Sunday, June 22, 2014
My daughter-in-law Amy and I purchased coffee from a Honolulu coffee shop during our vacation there in May, 2014. She noticed that their sugar packets had quotes on the back of them, so we stood there and read them while waiting on my coffee. Three of my favorite sugar packet quotes are:
“Strength is not the absence of weakness but how we wrestle with our weaknesses.”
“Success is when we turn our stumbling blocks into building blocks.”
“Time is an orchard; every moment is ripe with opportunity.”
Inspiring thoughts from Noah benShea for rough patches and opportunities most all of us surely experience on our journey through life.
Saturday, June 14, 2014
I belong to a Mastermind group, and one member said she thought of me when she read this tagline on the side of a ScanMyFiles truck while sitting in traffic: reducing piles, producing smiles.
I love this tagline! It totally fits my company, Scattered Possessions (Professional Organizer) too, because we help individuals and families decrease and organize piles of: clothing, collectables, cookware, and more. Outcome? Both clients and organizers are happy as well.
Saturday, April 5, 2014
Do you know how to properly dispose of expired, unwanted, or unused medications? A recent client had some drugs that needed to be disposed of, and the FDA.gov site provided the following guidelines:
Guidelines for Drug Disposal
1. Read the specific disposal instructions which accompany the drug
2. Some drugs need to be disposed of by flushing.
3. Disposing of drugs other than by flushing:
a. National Take-Back Initiative, April 26, 2014, 10 am to 2 pm; collection site research link provides the nearest city and place to turn in your medication.
b. “Call your city or county government's household trash and recycling service (see blue pages in phone book) to see if a take-back program is available in your community.”
c. Check with your local police department for drug take-back information.
d.
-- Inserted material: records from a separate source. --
PR #1551, opened 2026-08-13
Revert the shortName changes from PR 1546

toddburnside:
The shortNames are used to parse the phase 0 tables in the odb. Create a manual Display instance, instead.


cquiroz (approved):
LGTM

PR #1557, opened 2026-08-19
Mos mask geometry

cquiroz:
With the mask information we can generate a geometry to be used for visualization and/or ags
The process was reversed engineered from gmmps and it is documented in an md file.

image

image

image


toddburnside (approved):
I don't really understand any of this, but it looks like scala, so 🤷

PR #1558, opened 2026-08-20
generic warning, for_review status

tpolecat:
This adds an observation validation code for warnings, and a `ForReview` workflow state. This new state will break things downstream so avoid updating until [the companion ODB PR](https://github.com/gemini-hlsw/lucuma-odb/pull/2872) is merged.


modules/core/shared/src/main/scala/lucuma/core/model/ObservationValidation.scala
```diff
@@ -34,3 +34,5 @@ object ObservationValidation:
     fromMsgs(ConfigurationRequestPending, ConfigurationRequestPending.description)
   def tooActivationUnapproved(msg: String, moreMsgs: String*): ObservationValidation =
     fromMsgs(TooActivationUnapproved, msg, moreMsgs*)
+  def genericWaning(msg: String, moreMsgs: String*): ObservationValidation =
```
toddburnside: Typo

toddburnside (approved):
LGTM

modules/core/shared/src/main/scala/lucuma/core/model/ObservationValidation.scala
tpolecat: doh

PR #1388, opened 2022-09-25
Set Cache-Control: no-cache for API responses

Cyberboss:
:cl:
`Cache-Control` has been set to `no-cache` for all API responses.
/:cl:


LemonInTheDark (approved):
Does this even work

Talk to your pharmacist can provide you with disposal information and dispose of some medications for you.
4. “If no disposal instructions [are provided] and no take-back program is available in your area, throw the drugs in the household trash following these steps:
a. Remove them from their original containers and mix them with an undesirable substance like coffee grounds or kitty litter...”
b. Place the mixture in a sealable bag, empty can, or other container to prevent the drug from leaking or breaking out of a garbage bag.
c. Then protect your identity by removing your personal health information.
d. Use this method to dispose of over-the-counter medication as well.
Proper disposal of drugs help prevent harm to others, pets, and our environment.